RECORDS SHOWN START

Issue #674, opened 2017-12-31
[routablequest] 2. Overview & Docs


yhahn:
Walk through the background and history of the problem space in person with @mattficke and @apendleton, ideally grabbing a whiteboard. You'll want to cover:

- The use case we're trying to address for navigation applications - snapping a forward and reverse geocode to the associated nearby road, not necessarily the closest by distance
- Why possible standalone solutions require developers to do a lot of the work of a geocoder (e.g. fuzzy text matching, or associating address points to roads, or...)
- How address features are represented in carmen's input data as single features with both multipoint clusters and multilinestring segments for the same road
- Why reverse geocoding a user's location to the nearest housepoint and then snapping to the associated road may yield better results than just snapping to the nearest road
- Why it may not and what we'll learn if it doesn't

### Documenting your goal

Once you're done, covering the problem space background, open up `carmen-geojson.md` which documents the geojson format of results from carmen geocodes. Think through where and how you'd like the `routable_point` property to be added and add documentation of the behavior you'll be trying to implement in carmen.

- [ ] Discuss overview/problem space with @mattficke @apendleton
- [ ] Create a new branch `routablequest-docs`
- [ ] Update `carmen-geojson.md` documenting the `routable_point` property you'll be adding
- [ ] Create a PR describing your change and ask for a review

Once you're done with those steps, close this issue.

cc @nmargolis @mattficke @apendleton

Nmargolis:
A few thoughts on:
> Why reverse geocoding a user's location to the nearest housepoint and then snapping to the associated road may yield better results than just snapping to the nearest road

We discussed a few tricky cases with reverse geocoding:
1. When the point returned by geolocation is closer to a part of the road network that is not a useful road (e.g. an alley behind a house). If we reverse geocode to a housepoint first, we can take advantage of the functionality we will build with forward geocoding that will use the associated road that is part of the same feature.
2. Unlike in forward address geocoding where the street name is given explicitly, so we know what the most relevant street is, it's possible that the housepoint result from reverse geocoding could be on a different street than where the user is (especially if the point is near a corner). Reverse geocoding first will help avoid case #1 above, since it will force a point on a road associated with an address, but it may be a different road than intended if the resulting address is on a different street.
[...]

PR #677, opened 2018-01-02
Add documentation for routable_point for Carmen GeoJSON

Nmargolis:
### Context
Proposed new spec for routable_point feature as described in #674 

### Summary of Changes
- [ ] Add routable_point as a top-level key on the Carmen GeoJSON spec

### Next Steps
I have a few open questions:
1. Not sure if it makes sense for routable_point to be a top-level key with the other carmen keys (in addition to standard GeoJSON), or if it should be nested under properties. I have it here as a top-level key because it seems to be the most consistent with the way things are done now.  It seems that as it is now, relevant, standardized location data is all top-level (center, bbox, etc), and properties seem to be non-standardized byproducts of data sources. Adding it top-level will mean a bigger change to the Carmen spec (and more deviation from standard GeoJSON), but hopefully adding properties shouldn't break any existing functionality. Also, are there other use-cases where information like this that will be consumed by API users is nested in properties? If not, adding to the properties would mean accessing a new nested field that API consumers may not be currently accessing.

2. Does the order matter? I've added it to the end, but if there's a reason it should be in a different order, let me know!

cc @mapbox/geocoding-gang

### DIFF
--- a/carmen-geojson.md
+++ b/carmen-geojson.md
@@ -58,6 +58,7 @@ key | description
 `address` | Where applicable. Contains the housenumber for the returned feature
 `center` | Array of the form [lon,lat].
 `context` | Array representing a hierarchy of parents. Each parent includes `id`, `text` keys.
+`routable_point` | Optional. Array of the form [lon,lat]. Closest point on the relevant road, if the feature has an associated road.
 
 For geocodes that include one or more language codes set by `options.language`, the following keys will also be returned for each language requested:
 


mattficke:
>I have it here as a top-level key because it seems to be the most consistent with the way things are done now.

👍

>Does the order matter?

Nope! Order is not guaranteed and shouldn't be relied upon for JS objects as a general rule.

Looks good! On `properties`, you've flagged something we need to think about, we don't have a really rigorous definition of what goes in there at the moment. Let's punt on that for now :)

RECORDS SHOWN END

● AIM OF THE TASK
From the data above, return every line from the line that has "--- a/carmen-geojson.md" up to and including the line that has "Nope! Order is", exactly.

● TASK SOLUTION
--- a/carmen-geojson.md
+++ b/carmen-geojson.md
@@ -58,6 +58,7 @@ key | description
 `address` | Where applicable. Contains the housenumber for the returned feature
 `center` | Array of the form [lon,lat].
 `context` | Array representing a hierarchy of parents. Each parent includes `id`, `text` keys.
+`routable_point` | Optional. Array of the form [lon,lat]. Closest point on the relevant road, if the feature has an associated road.
 
 For geocodes that include one or more language codes set by `options.language`, the following keys will also be returned for each language requested:
 


mattficke:
>I have it here as a top-level key because it seems to be the most consistent with the way things are done now.

👍

>Does the order matter?

Nope! Order is not guaranteed and shouldn't be relied upon for JS objects as a general rule.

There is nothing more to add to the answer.